**TASK DIRECTIONS:** Restate the whole of the data verbatim, omitting nothing.

**INPUT FOR THIS TASK:**
PR #364, opened 2019-11-26
Update master to 0.2.x

seanmonstar:


Cargo.toml
```diff
@@ -4,7 +4,7 @@ name = "http"
 # - Update html_root_url in lib.rs.
 # - Update CHANGELOG.md.
 # - Create git tag
-version = "0.1.20"
+version = "0.2.0-a.0"
```
hawkw: I've noticed the general convention seems to be spelling this out, as in
```suggestion
version = "0.2.0-alpha.0"
```

PR #367, opened 2019-12-02
Revert "Refactor Method::is_idempotent"

sfackler:
Reverts hyperium/http#348

is_idempotent currently incorrectly returns false for PUT and DELETE.


XAMPPRocky:
My bad, I've opened #368 that contains a fix.

seanmonstar:
Fixed and released.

**TASK ANSWER:**
PR #364, opened 2019-11-26
Update master to 0.2.x

seanmonstar:


Cargo.toml
```diff
@@ -4,7 +4,7 @@ name = "http"
 # - Update html_root_url in lib.rs.
 # - Update CHANGELOG.md.
 # - Create git tag
-version = "0.1.20"
+version = "0.2.0-a.0"
```
hawkw: I've noticed the general convention seems to be spelling this out, as in
```suggestion
version = "0.2.0-alpha.0"
```

PR #367, opened 2019-12-02
Revert "Refactor Method::is_idempotent"

sfackler:
Reverts hyperium/http#348

is_idempotent currently incorrectly returns false for PUT and DELETE.


XAMPPRocky:
My bad, I've opened #368 that contains a fix.

seanmonstar:
Fixed and released.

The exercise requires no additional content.